## [Try it]
The data below is to be set down exactly.

*** Available records

PR #481, opened 2023-09-28
Adding some composite data tests

scottopell:
This make a few changes:

1. Moves the "is attribute of type XYZ" check inside each attribute class
2. Adds a test case with both a simple compositedata attribute and a nested compositedata attribute (the latter is not supported)
3. Small exception handler cleanup with telemetry bean registration.

I wanted to change the "is attribute of type XYZ" check to use a more dynamic method to avoid having to list all possible subclasses (ref `TabularData` vs `TabularDataSupport`).

Unfortunately this is not an easy change due to the fact that `TabularDataSupport` actually implements `Map`, so TabularDataSupport was getting picked up as a `JmxComplexAttribute` vs a `JmxTabularAttribute`.
Change was attempted in https://github.com/DataDog/jmxfetch/commit/baa60df420751fd384f7113280514b909173f8c3

### DIFF
--- a/src/main/java/org/datadog/jmxfetch/Instance.java
+++ b/src/main/java/org/datadog/jmxfetch/Instance.java
@@ -38,44 +38,6 @@ import javax.security.auth.login.FailedLoginException;
 
 @Slf4j
 public class Instance {
-    private static final List<String> SIMPLE_TYPES =
-            Arrays.asList(
-                    "long",
-                    "java.lang.String",
-                    "int",
-                    "float",
-                    "double",
-                    "java.lang.Double",
-                    "java.lang.Float",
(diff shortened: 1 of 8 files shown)


src/main/java/org/datadog/jmxfetch/Instance.java
```diff
@@ -295,13 +257,17 @@ private InstanceTelemetry createJmxBean() {
         try {
             instanceTelemetryBeanName = getObjName(appConfig.getJmxfetchTelemetryDomain(),
                      this.getName());
+        } catch (MalformedObjectNameException e) {
```
scottopell, line 260: These are unrelated changes, I'll remove them from this PR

******

## [Task answer]
PR #481, opened 2023-09-28
Adding some composite data tests

scottopell:
This make a few changes:

1. Moves the "is attribute of type XYZ" check inside each attribute class
2. Adds a test case with both a simple compositedata attribute and a nested compositedata attribute (the latter is not supported)
3. Small exception handler cleanup with telemetry bean registration.

I wanted to change the "is attribute of type XYZ" check to use a more dynamic method to avoid having to list all possible subclasses (ref `TabularData` vs `TabularDataSupport`).

Unfortunately this is not an easy change due to the fact that `TabularDataSupport` actually implements `Map`, so TabularDataSupport was getting picked up as a `JmxComplexAttribute` vs a `JmxTabularAttribute`.
Change was attempted in https://github.com/DataDog/jmxfetch/commit/baa60df420751fd384f7113280514b909173f8c3

### DIFF
--- a/src/main/java/org/datadog/jmxfetch/Instance.java
+++ b/src/main/java/org/datadog/jmxfetch/Instance.java
@@ -38,44 +38,6 @@ import javax.security.auth.login.FailedLoginException;
 
 @Slf4j
 public class Instance {
-    private static final List<String> SIMPLE_TYPES =
-            Arrays.asList(
-                    "long",
-                    "java.lang.String",
-                    "int",
-                    "float",
-                    "double",
-                    "java.lang.Double",
-                    "java.lang.Float",
(diff shortened: 1 of 8 files shown)


src/main/java/org/datadog/jmxfetch/Instance.java
```diff
@@ -295,13 +257,17 @@ private InstanceTelemetry createJmxBean() {
         try {
             instanceTelemetryBeanName = getObjName(appConfig.getJmxfetchTelemetryDomain(),
                      this.getName());
+        } catch (MalformedObjectNameException e) {
```
scottopell, line 260: These are unrelated changes, I'll remove them from this PR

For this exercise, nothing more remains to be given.